Когда я впала в такое отчаяние, что у меня просто уже не было сил бороться, я встала и медленно вышла через заднюю дверь каюты. На палубе никого не было, и я быстро перелезла через поручни и бросилась в воду О, друг мой, Хетти, там так холодно, так холодно!

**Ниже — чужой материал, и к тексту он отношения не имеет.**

PR #3238, opened 2020-12-30
Refactor wrap module as "blackbox_module"

ultmaster:
~~TODO: update graph gen to stop parsing when blackbox is encountered.~~

This PR updates register_module to blackbox_module, which makes the graph converter stop parsing and see the subgraph as one single node.

@blackbox_trainer looks a little weird. ~~Any better suggestions?~~ Use @register_trainer per Quanlu's suggestion.

### DIFF
--- a/nni/retiarii/experiment.py
+++ b/nni/retiarii/experiment.py
@@ -125,14 +125,14 @@ class RetiariiExperiment(Experiment):
         except Exception as e:
             _logger.error('Your base model cannot be parsed by torch.jit.script, please fix the following error:')
             raise e
-        base_model = convert_to_graph(script_module, self.base_model, self.recorded_module_args)
+        base_model_ir = convert_to_graph(script_module, self.base_model)
 
-        assert id(self.trainer) in self.recorded_module_args
-        trainer_config = self.recorded_module_args[id(self.trainer)]
-        base_model.apply_trainer(trainer_config['modulename'], trainer_config['args'])
+        recorded_module_args = get_records()
+        trainer_config = recorded_module_args[id(self.trainer)]
+        base_model_ir.apply_trainer(trainer_config['modulename'], trainer_config['args'])
 
         # handle inline mutations
-        mutators = self._process_inline_mutation(base_model)
+        mutators = self._process_inline_mutation(base_model_ir)
         if mutators is not None and self.applied_mutators:
             raise RuntimeError('Have not supported mixed usage of LayerChoice/InputChoice and mutators, \
                 do not use mutators when you use LayerChoice/InputChoice')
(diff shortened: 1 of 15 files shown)


nni/retiarii/utils.py
```diff
@@ -29,73 +31,76 @@ def add_record(key, value):
...
+    return _blackbox_cls(cls, module_name, 'args')
 
-def register_trainer():
-    def _register(cls):
-        m = _register_trainer(
-            original_class=cls)
-        return m
 
-    return _register
+def blackbox_trainer(cls):
```
QuanluZhang, line 97: I think its name could be "register_trainer", simple and clear

nni/retiarii/experiment.py
```diff
@@ -125,22 +125,22 @@ def _start_strategy(self):
...
             _logger.error('Your base model cannot be parsed by torch.jit.script, please fix the following error:')
             raise e
-        base_model = convert_to_graph(script_module, self.base_model, self.recorded_module_args)
+        base_model_ir = convert_to_graph(script_module, self.base_model)
 
-        assert id(self.trainer) in self.recorded_module_args
-        trainer_config = self.recorded_module_args[id(self.trainer)]
-        base_model.apply_trainer(trainer_config['modulename'], trainer_config['args'])
+        recorded_module_args = get_records()
+        trainer_config = recorded_module_args[id(self.trainer)]
```
QuanluZhang, line 131: better to add error message here to tell users that they may forgot to decorate their customized trainer

nni/retiarii/utils.py
```diff
@@ -29,73 +31,76 @@ def add_record(key, value):
...
-    original_class.__init__ = __init__  # Set the class' __init__ to the new one
-    return original_class
+            assert len(args) <= len(argname_list), f'Length of {args} is greater than length of {argname_list}.'
+            for argname, value in zip(argname_list, args):
+                full_args[argname] = value
 
+            # eject un-serializable arguments
+            for k in list(full_args.keys()):
+                if not isinstance(full_args[k], (int, float, str, dict, list)):
+                    full_args.pop(k)
```
QuanluZhang, line 58: do we need to output warning here to tell users that there is unserializable argument?

nni/retiarii/utils.py
```diff
@@ -29,73 +31,76 @@ def add_record(key, value):
...
-            # TODO: support both pytorch and tensorflow
-            from .nn.pytorch import Module
-            if isinstance(args[i], Module):
-                # ignore the base model object
-                continue
-            full_args[argname_list[i]] = arg
-        add_record(id(self), {'modulename': full_class_name, 'args': full_args})
 
-        orig_init(self, *args, **kws)  # Call the original __init__
+def blackbox(cls, *args, **kwargs):
```
QuanluZhang, line 81: what is this `blackbox` function used for?

QuanluZhang (approved):

nni/retiarii/utils.py
ultmaster: To create an instance inline without decorator. For example, `self.op = blackbox(MyCustomOp, hidden_units=128)`.

liuzhe-lz (approved):

PR #3240, opened 2020-12-30
Fixes for crashed NAS examples

ultmaster:
To be compatible with latest changes on PyTorch and NNI code hierarchy.

### DIFF
--- a/examples/nas/textnas/utils.py
+++ b/examples/nas/textnas/utils.py
@@ -14,7 +14,7 @@ logger = logging.getLogger("nni.textnas")
 
 def get_length(mask):
     length = torch.sum(mask, 1)
-    length = length.long()
+    length = length.long().cpu()
     return length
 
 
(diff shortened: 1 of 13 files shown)


examples/nas/textnas/utils.py
```diff
@@ -14,7 +14,7 @@
 
 def get_length(mask):
     length = torch.sum(mask, 1)
-    length = length.long()
+    length = length.long().cpu()
```
QuanluZhang, line 17: why "cpu()" is necessary, this is a bug fix?

QuanluZhang (approved):

examples/nas/textnas/utils.py
ultmaster: I think it's caused by PyTorch version upgrade. It reports some device misalignment error. I'm sure the problem was not there before.

liuzhe-lz (approved):

PR #3721, opened 2021-06-03
Port trial examples' config file to v2

liuzhe-lz:
Notes:
- config_pai and other non-local training services in most examples are removed. Instead added a comment asking users to check mnist-pytorch for training service examples.
- Shared storage example is not ported. I don't have environment to test.
- system_auto_tuning is not ported. I don't know how to test.
- mnist-tfv1 and -keras are not ported. They are deprecated.
- Non-reusable k8s training services recommends v1 config for now.
- Added remote example for mnist-pytorch.
- Added "config_detailed.yml" for mnist-pytorch and -tfv2.
- mnist-distributed is renamed to mnist-distributed-tfv1, to match mnist-distributed-pytorch.

Fixed bugs:
- When GPU indices contains only one index, the YAML field becomes a int instead of string. This causes problems.
- Custom tuner's field codeDirectory has different name in code and doc.
- Expanding annotation only uses v1 trial code directory.


ultmaster (approved):

SparkSnail:
Add example for config_hybrid.yml?

J-shang (approved):

liuzhe-lz:
> Add example for config_hybrid.yml and config_windows_v2.yml?

I added a comment line in every "basic" example to inform windows users. I think a separate Windows example is bad because it makes me think NNI behaves differently on Windows and Linux. Let's discuss it in the meeting.
A hybrid example should make sense. I'm testing it now.

examples/trials/efficientnet/config.yml
```diff
@@ -0,0 +1,15 @@
+searchSpaceFile: search_net.json
+trialCodeDirectory: EfficientNet-PyTorch
+trialCommand: python main.py /data/imagenet -j 12 -a efficientnet --batch-size 48 --lr 0.048 --wd 1e-5 --epochs 5 --request-from-nni
```
SparkSnail, line 3: python3?

SparkSnail (approved):

examples/trials/cifar10_pytorch/config.yml
```diff
@@ -1,23 +1,14 @@
-authorName: default
-experimentName: example_pytorch_cifar10
+searchSpaceFile: search_space.json
```
QuanluZhang, line 1: suggest at least for this simple example, we add "experimentName", because if users really use nni to run experiments, they want to give each experiment an easy-to-remember name (not experiment ID). If this field is not added in the example, users have to check config references, which is not friendly

examples/trials/mnist-pytorch/config.yml
```diff
@@ -1,21 +1,14 @@
-authorName: default
-experimentName: example_mnist_pytorch
+# This is the minimal config file for an NNI experiment.
+# Use "nnictl create --config config.yml" to launch this experiment.
+# Afterwards, you can check "config_detailed.yml" for more explaination.
```
QuanluZhang, line 3: explaination -> explanation

examples/trials/mnist-pytorch/config_detailed.yml
```diff
@@ -0,0 +1,42 @@
+# This example shows more configurable fields comparing to the minimal "config.yml"
+# You can use "nnictl create --config config_detailed.yml" to launch this experiment.
+# If you see an error message saying "port 8080 is used", use "nnictl stop --all" to stop previous experiment.
```
QuanluZhang, line 3: -> use "nnictl stop --port 8080" to stop that experiment, or use "nnictl stop --all" to stop all the previous experiments.

examples/trials/mnist-pytorch/config_detailed.yml
```diff
@@ -0,0 +1,42 @@
...
+  lr:
+    _type: choice
+    _value: [0.0001, 0.001, 0.01, 0.1]
+  momentum:
+    _type: uniform
+    _value: [0, 1]
+
+trialCommand: python3 mnist.py  # The command to launch a trial. NOTE: change "python3" to "python" if you are using Windows.
+trialCodeDirectory: .           # The path of trial code. By default it's ".", which means the same directory of this config file.
+trialGpuNumber: 1               # How many GPUs should each trial use. CUDA is required when it's greator than zero.
```
QuanluZhang, line 25: greator -> greater

examples/trials/mnist-pytorch/config_detailed.yml
```diff
@@ -0,0 +1,42 @@
...
+  hidden_size:
+    _type: choice
+    _value: [128, 256, 512, 1024]
+  lr:
+    _type: choice
+    _value: [0.0001, 0.001, 0.01, 0.1]
+  momentum:
+    _type: uniform
+    _value: [0, 1]
+
```
QuanluZhang, line 22: yeah, "experimentName" should be put here, we can tell users that they can omit it if they don't want to write it.

QuanluZhang:
looks great!

examples/trials/mnist-pytorch/config_detailed.yml
liuzhe-lz: I prefer not to provide that much details in example. At this point the user does not need to know how to manage multiple experiments.
I'm afraid that "--port 8080" might threaten newbie users.

scarlett2018 (approved):

PR #3725, opened 2021-06-04
Fix a few issues in Retiarii

ultmaster:
1. Fix a data race issue on Retiarii RL that induces unexpected result for models within the same iteration.
2. Add docstring to TPE strategy.
3. Fix the key name in mutators created in BaseExecutionEngine.
4. Fix an issue that causes budget to be negative. Thanks @hzhua for pointing out.

### DIFF
--- a/nni/retiarii/strategy/_rl_impl.py
+++ b/nni/retiarii/strategy/_rl_impl.py
@@ -1,6 +1,7 @@
 # This file might cause import error for those who didn't install RL-related dependencies
 
 import logging
+import threading
 from multiprocessing.pool import ThreadPool
 
 import gym
@@ -18,6 +19,7 @@ from ..execution import submit_models, wait_models
 
 
 _logger = logging.getLogger(__name__)
+_thread_lock = threading.Lock()
 
 
 class MultiThreadEnvWorker(EnvWorker):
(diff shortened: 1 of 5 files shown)


nni/retiarii/strategy/_rl_impl.py
```diff
@@ -100,7 +102,8 @@ def step(self, action):
                 if self.cur_step < self.num_steps else self.action_dim
         }
         if self.cur_step == self.num_steps:
-            model = get_targeted_model(self.base_model, self.mutators, self.sample)
+            with _thread_lock:
+                model = get_targeted_model(self.base_model, self.mutators, self.sample)
```
QuanluZhang, line 106: could explain more, why there is data race here?

ultmaster: Why mutator is mutating, it will rely on some of its member attributes. This can cause trouble if you are calling multiple `mutator.mutate` at the same time.

QuanluZhang: got it

QuanluZhang (approved):

liuzhe-lz (approved):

На какой-то миг мне захотелось обратно в «Валламброзу», голодать и надеяться. А потом я онемела, и мне стало все равно. А потом я вдруг почувствовала, что в воде рядом кто-то есть и поддерживает меня. Оказывается, он пошел за мной и прыгнул в воду, чтобы спасти меня.
Нам бросили какую-то штуку вроде большой белой баранки, и он заставил меня продеть в нее руки. Потом паром дал задний ход, и нас втащили на палубу. О, Хетти, как же мне стало стыдно своей слабости, что я решила утопиться; да и волосы растрепались и прилипли, так что я представляла то еще зрелище.
А потом пришли какие-то мужчины в синем, я дала им свою карточку, а он объяснял, что я стояла на краю палубы, уронила сумочку в воду, перегнулась через перила, чтобы достать ее, и выпала за борт.
И тут я вспомнила, как читала в газете, что людей, которые пытались покончить с собой, сажают в тюрьму вместе с убийцами, и мне стало очень страшно.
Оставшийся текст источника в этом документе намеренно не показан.